More transparency is needed on soccer facility plan

The City Council in September agreed to a zoning change required for a controversial plan to allow the Chicago Fire soccer team to build an $80 million training center on Chicago Housing Authority-owned land on the West Side that was supposed to be set aside for public housing.

Before the City Council vote, some alderpersons raised important questions about how the deal would further erode the CHA’s poor track record on delivering new public housing.

Those questions must be answered, especially now that additional important details about the plan remain shrouded in mystery, according to a recent report by ProPublica Illinois’ Mick Dumke.

The CHA has asked the U.S. Department of Housing and Urban Development to review the deal, but according to ProPublica, has yet to share a copy of the lease agreement for the 23-acre site with HUD or the Council, or to publicly release information on how the city arrived at the $40 million price for the site.

Let’s be clear: The Chicago Fire are an asset to Chicago and “deserve to have a high-quality training facility,” as Mayor Lori Lightfoot said a few months back. And some, though not all, CHA resident leaders favor the Fire’s plan.

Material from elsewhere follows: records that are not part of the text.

PR #1732, opened 2019-10-07
Highlight quoted query fragments in titles and descriptions

barrucadu:
Highlighting is done on the title and description fields (or their
.synonym fields), but quoted queries are run against the .no_stop
fields.

One approach would be to add the .no_stop fields to the highlighting
query, and then using that field in Search::HighlightedField if the
other fields aren't present.  But that wouldn't help with queries that
mix quoted and unquoted fragments.

For queries which match quoted and unquoted fragments, we want to
combine highlighting from two different fields.  We can do this by
using a (much simpler!) query to highlight results.  I've used
"match_phrase" for quoted fragments (so they're highlighted in their
entirety) and "match" for any unquoted fragment (so individual
keywords are highlighted).

Highlighting quoted fragments isn't perfect:

- Stopwords aren't highlighted
- Synonyms are applied (so a quoted query could match something new)

I'm not sure how best to work around those issues.  We could do all
highlighting against the no_stop field and apply all the index-time
synonyms at query-time for the unquoted fragment.  But this way is
better than not working at all.

---

[Trello card](https://trello.com/c/Gshiupx4/1056-highlight-quoted-search-terms)

### DIFF
--- a/lib/search/query_components/highlight.rb
+++ b/lib/search/query_components/highlight.rb
@@ -10,17 +10,21 @@ module QueryComponents
         fields: {
           title: {
             number_of_fragments: 0,
+            highlight_query: highlight_query(:title),
           },
           "title.synonym".to_sym => {
             number_of_fragments: 0,
+            highlight_query: highlight_query("title.synonym".to_sym),
           },
           description: {
             number_of_fragments: 1,
             fragment_size: 285,
+            highlight_query: highlight_query(:description),
           },
           "description.synonym".to_sym => {
             number_of_fragments: 1,
             fragment_size: 285,
+            highlight_query: highlight_query("description.synonym".to_sym),
           },
         },
       }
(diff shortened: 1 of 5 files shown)


bilbof (dismissed):
This looks good. Though I wonder how many quoted queries we see, since this adds a bit of complexity to the highlighting logic?

barrucadu:
I think Steve said it was only 0.18% of queries.  Also, I think I spotted a bug: see new commit.

lib/search/query_components/highlight.rb
```diff
@@ -10,17 +10,21 @@ def payload
         fields: {
           title: {
             number_of_fragments: 0,
+            highlight_query: highlight_query(:title),
           },
           "title.synonym".to_sym => {
             number_of_fragments: 0,
+            highlight_query: highlight_query("title.synonym".to_sym),
```
sihugh: I _think_ the behaviour of highlighting synonyms is a benefit as it'll hopefully improve understanding of why a result has been returned.  It might confuse some people though.  🤷‍♂ 

It'd be interesting to sneak this into a benchmarking test

spec/unit/query_components/highlight_spec.rb
```diff
@@ -2,36 +2,36 @@
...
 RSpec.describe QueryComponents::Highlight do
   describe "#payload" do
-    it "enables highlighting on title" do
+    it "enables highlighting on title with synonyms" do
       parameters = Search::QueryParameters.new(parsed_query: {}, return_fields: %w[title_with_highlighting])
 
       payload = described_class.new(parameters).payload
 
-      expect(payload[:fields].keys).to include(:title)
+      expect(payload[:fields].keys).to include("title.synonym")
```
sihugh, line 10: It's slightly weird that we sometimes use `"title.synonym".to_sym` (as in the previous commit)

sihugh: Ah, and I see that those bits have been removed in this commit

sihugh (approved):
Looks good to me 👍

PR #1740, opened 2019-10-14
Generate sitemap lazily to limit memory consumption

laurentqro:
The nightly job for generating a sitemap falls over every now and then. The process runs out of memory because we attempt to load all the data into memory.

Follows the investigation https://trello.com/c/tGJcHr2f/1041-investigate-sitemap-generation-failures.

This PR makes sure we generate the sitemaps in a lazy way.

It also entails quite a bit of refactoring, the biggest part of which is removing all the logic related to file creation and symlink shuffling. This is not needed anymore because sitemap files and index are hosted on S3 rather than on disk. We now generate the XML in-memory and upload it directly.

---

https://trello.com/c/wihXuUoT/1057-generate-sitemap-in-chunks


lib/s3_client.rb
```diff
@@ -0,0 +1,10 @@
+class S3Client
```
barrucadu: This class is only used in `lib/sitemap`, so I think it should be moved there.

barrucadu:
This tightly couples sitemap generation with sitemap uploading (eg, in `sitemap_generator.rb` which uploads files as soon as they've been created), so I think it would be clearer if this PR also removed the `sitemap:generate_and_replace` task and its associated symlink-shuffling logic.

When that is removed, it might make sense to generate the XML in-memory and upload it directly, rather than write to a file on disk and then immediately have the S3 library read that file.

laurentqro:
@barrucadu Implemented your recommendations, feels good!

lib/tasks/sitemap.rake
```diff
@@ -1,44 +1,23 @@
 require "aws-sdk-s3"
-require "sitemap/sitemap"
 require "tmpdir"
```
barrucadu: This `require "tmpdir"` can go away now

lib/tasks/sitemap.rake
```diff
@@ -1,44 +1,23 @@
...
-    end
-  end
-
-  def upload_to_s3(source, target)
-    o = Aws::S3::Object.new(bucket_name: @bucket_name, key: target)
-    raise "Failed to upload sitemap file '#{source}' as '#{target}'" unless o.upload_file(source)
+    search_client = Services.elasticsearch(
+      cluster: Clusters.default_cluster,
+      timeout: 10,
+    )
```
barrucadu: I think it would be better to get the `search_client` from the `search_config` inside `Sitemap::Generator`.  This should work:

```ruby
@search_client = Services.elasticsearch(hosts: search_config.base_uri, timeout: 10)
```

And remove the `search_client` argument from `initialize`.

lib/sitemap/generator.rb
```diff
@@ -0,0 +1,135 @@
...
+        from: batch_index * SITEMAP_LIMIT,
+        size: SITEMAP_LIMIT,
+        query: {
+          bool: {
+            must_not: { terms: { format: EXCLUDED_FORMATS } },
+          },
+        },
+        post_filter: Search::FormatMigrator.new(@search_config).call,
+      }
+    end
```
barrucadu: I have some concerns about this. 

1. We might need to change the index config for it to work:

    > Note that `from` + `size` can not be more than the `index.max_result_window` index setting, which defaults to 10,000.

    https://www.elastic.co/guide/en/elasticsearch/reference/current/search-request-body.html#request-body-search-from-size

2. We have 400,000+ documents, which is a *lot* larger than 10,000, so I wonder if increasing the window size that much would cause performance issues.

3. How will this handle new documents being inserted during sitemap generation?  We tried to do something like this to import ES2 data into ES5, and ended up with many missing documents.  Though now that I think about it I don't think we changed the result window size...

Can't we use the [scroll API](https://www.elastic.co/guide/en/elasticsearch/reference/current/search-request-body.html#request-body-search-scroll)?  It's designed for processing large numbers of documents and handles insertions/deletions mid-scroll.  We could set a scroll timeout of 10m or something, which should be far more than enough to process a batch of results.

We [already have code for a scroll-based enumeration](https://github.com/alphagov/search-api/blob/master/lib/scroll_enumerator.rb).  I think that's the right thing to use, even if it needs to be made lazier to work.

lib/sitemap/generator.rb
```diff
@@ -0,0 +1,135 @@
...
+            }
+          end
+        end
+      end
+      builder.to_xml
+    end
+
+    def batches_of_documents
+      Enumerator::Lazy.new(0...batch_total_count) do |yielder, index|
+        yielder << [homepage] + get_documents_for_batch(index)
```
barrucadu: Does this yield the homepage on every iteration, or just the first one?

lib/sitemap/generator.rb
laurentqro: I can look into making scroll API lazier 👌

lib/sitemap/generator.rb
```diff
@@ -0,0 +1,150 @@
...
+        if more_documents.any?
+          documents.push(*more_documents)
+        else
+          sitemaps = documents.map do |document|
+            SitemapPresenter.new(document["_source"], property_boost_calculator)
+          end
+        end
+
+        yielder << sitemaps if sitemaps
+      end
```
barrucadu: I don't really understand this enumerator body, I'd have expected something like:

```ruby
# yield individual documents and have `generate_sitemap_xml` group them into chunks of SITEMAP_LIMIT
Enumerator::Lazy.new(0..total_page_count) do |yielder|
  break if documents.empty?

  documents.map do |document|
    yielder << SitemapPresenter.new(document["_source"], property_boost_calculator)
  end

  documents = scroll(scroll_id)
end
```

Or

```ruby
# yield chunks of size SITEMAP_LIMIT
chunk = []
Enumerator::Lazy.new(0..total_page_count) do |yielder|
  documents.map do |document|
    chunk << SitemapPresenter.new(document["_source"], property_boost_calculator)
    if chunk.size == SITEMAP_LIMIT
      yielder << chunk
      chunk = []
    end
  end

  documents = scroll(scroll_id)

  if documents.empty?
    yielder << chunk
    break
  end
end
```

Also, it looks like the `scroll_id` changes between requests: https://github.com/alphagov/search-api/blob/master/lib/scroll_enumerator.rb#L47-L49

Can't the existing `ScrollEnumerator` class be re-used somehow?

barrucadu: Given that `break` doesn't work and there's nothing built in to group into chunks, which would make option 1 nice, this is a candidate:

```ruby
chunk = []
Enumerator::Lazy.new(0..total_page_count) do |yielder|
  next if documents.empty? and chunk.empty?

  documents.map do |document|
    chunk << SitemapPresenter.new(document["_source"], property_boost_calculator)
    if chunk.size == SITEMAP_LIMIT
      yielder << chunk
      chunk = []
    end
  end

  documents = scroll(scroll_id)

  if documents.empty?
    yielder << chunk
    chunk = []
  end
end
```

But families who have been waiting for public housing they were promised under CHA’s Plan for Transformation are equally deserving. The all-important question for HUD: How does the soccer facility plan fit with the CHA’s stated mission of providing better housing for those most in need?

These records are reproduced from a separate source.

PR #1742, opened 2019-10-15
Use HTTParty to make rank eval request

bilbof:
We need to make a basic http request here rather than
using the elasticsearch ruby client.

This is due to two factors:
- AWS Elasticsearch service has a bug that prevents
calling the rank_eval API without an index. We've raised
a ticket with them but have not been given an ETA on when
this will be fixed.
- The Elasticsearch ruby client has a bug that prevents
specifying an index when using the API. We raised a PR
to fix this (https://github.com/elastic/elasticsearch-ruby/pull/724).

This makes the call specify all indexes '*' and doesn't use the
elasticsearch client library. Once either issue is fixed
we can remove this.

Trello: https://trello.com/c/Uq13lWgG

### DIFF
--- a/lib/debug/rank_eval.rb
+++ b/lib/debug/rank_eval.rb
@@ -1,4 +1,6 @@
 require "csv"
+require "httparty"
+require "json"
 
 module Debug
   class RankEval
@@ -47,10 +49,7 @@ module Debug
         }
       end
 
-      result = @search_config.rank_eval(
-        requests: requests,
-        metric: { dcg: { k: 10 } },
-      )
+      result = rank_eval(requests)
 
       {
         score: result["metric_score"],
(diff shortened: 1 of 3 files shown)


lib/debug/rank_eval.rb
```diff
@@ -74,6 +73,29 @@ def queries
...
+      # AWS doesn't permit us to speak to all indexes with the rank eval api,
+      # and the elasticsearch client has a bug that prevents us calling individual
+      # indexes (https://github.com/elastic/elasticsearch-ruby/pull/698).
+      # This is a fix for that situation.
+      # @search_config.rank_eval(
+      #   requests: requests,
+      #   metric: { dcg: { k: 10 } },
+      # )
+
+      uri = Clusters.default_cluster.uri
```
barrucadu: This is `@search_config.base_uri`

bilbof: Thanks, I made that change

barrucadu (approved):

PR #1749, opened 2019-10-22
Document how to find underperforming queries

laurentqro:
https://trello.com/c/KtVv06e8/1072-document-process-to-find-underperforming-queries


doc/relevancy.md
```diff
@@ -458,6 +459,26 @@ but something else still gets high traffic ([03c4bfa][], May 2015).
...
 dependence on the page views.
 
+### Finding underperforming queries
+
+1. Go to the [datastudio report][]
+
+2. Apply the following filters:
+
+* `click_count >= 100`
+* `median_position = ~4`
```
suganya-s: would be interested to see how you came up with the method, I think anything with a reasonably high click count and a high median is underperforming. I would recommend ignoring the mean most of the time as it can be skewed by one person clicking on result 140 for example.

doc/relevancy.md
```diff
@@ -458,6 +459,26 @@ but something else still gets high traffic ([03c4bfa][], May 2015).
 If we had other signals of content quality we might be able to reduce our
 dependence on the page views.
 
+### Finding underperforming queries
+
+1. Go to the [datastudio report][]
```
suganya-s, line 464: The report does not auto-update so will be for the dates displayed, but you can rerun the BigQuery queries to get new data

doc/relevancy.md
laurentqro: @suganya-s I copied the text from this card: https://trello.com/c/KtVv06e8/1072-document-process-to-find-underperforming-queries.

bilbof (commented):
Nice work!

I'm not sure whether the percentages are accurate in the last step.

For example, for the query UTR we users are mostly clicking on "Find a lost UTR number" in position 7, but that isn't reflected by the chrome extension:

Screenshot 2019-10-23 at 11 40 18

I think it's because the query string isn't considered, so the click through rate is for all searches rather than a particular query.

Perhaps we could replace the final step (checking the chrome extension) with a link to the GA dashboard, and the steps to check how a query is performing from within GA.

E.g. in for the query UTR, but one could change the query string in the URL to something else:

```
https://analytics.google.com/analytics/web/#/report/conversions-ecommerce-product-list-performance/a26179049w50705554p53872948/_u.date00=20191016&_u.date01=20191023&explorer-table.plotKeys=%5B%5D&explorer-table.rowCount=50&explorer-table.secSegmentId=analytics.customDimension71&explorer-table.advFilter=%5B%5B0,"analytics.productListPosition","RE","%5E%5B0-9%5D%7B1,1%7D$",0%5D,%5B0,"analytics.customDimension71","EQ","utr",0%5D%5D&_r.drilldown=analytics.productListName:Search&explorer-table-dataTable.sortColumnName=analytics.productListCTR&explorer-table-dataTable.sortDescending=true&explorer-segmentExplorer.segmentId=analytics.productListPosition/
```

Also, another way for us to find underperforming queries, is to look at the most popular queries users do. Rough estimate of unique queries relative to the percent of searches:

```
Top 10: 6.4%
Top 100: 22.6%
Top 1,000: 51%
Top 10,000: 84%
```

doc/relevancy.md
suganya-s: @bilbof @laurentqro would recommend just looking at high medians and ignoring means

laurentqro: Thanks @suganya-s I'll update 👌

laurentqro: @suganya-s what would you say is a highish median? >4?

suganya-s: yep sounds good

bilbof (approved):

doc/relevancy.md
suganya-s: if you change the `~` to a `>` this is great

suganya-s (approved):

Completing that mission must come first for CHA.

‘Raises a fundamental question’

The CHA has told alderpersons the Fire will likely pay up to $40 million to lease the site, which is bounded by Roosevelt Road, Ashland Avenue, 14th Street and Loomis Street, for 40 or more years. That’s down from $48 million, according to a 461-page environmental report made public in June.

CHA officials refused to disclose records to ProPublica showing the appraisal and analysis used to determine the value of the land, citing an exemption to the Freedom of Information Act and telling ProPublica that the agency will release the appraisal once the deal is finalized. Housing officials also have been evasive about whether they have an agreement in writing at all, according to ProPublica.

“It really raises a fundamental question about whether they’re proceeding in this way to avoid anyone knowing [the details] until it’s been done,” Joe Ferguson, the city’s former inspector general, told ProPublica.

By keeping information secret until the deal is complete, Ferguson said, the CHA is at odds with a key tenet of good government: transparency. “This is the Chicago way in its most dark form,” he said.

Ald. Byron Sigcho-Lopez (25th) represents part of the area where the CHA land, once part of the ABLA Homes development, is located. Most of ABLA was demolished under CHA’s Plan for Transformation.

Given the stakes involved, it’s no surprise that Sigcho-Lopez is rightly critical of the lack of transparency regarding key details of the plan. We’re critical, too. The devil is always in the details.

“Imagine such a big deal, such a big agreement like this, and they don’t have all the documents available,” he told ProPublica. “There has to be a cost-benefit analysis. Is this in the best interest of the ABLA residents? Is this in the best interest of the city of Chicago? How can you answer that when you don’t even know what the agreement is?”

Eleven Council members voted “no” on the Fire’s plan. HUD now has the final say in making sure CHA doesn’t turn its back on all those families waiting for the housing they are due.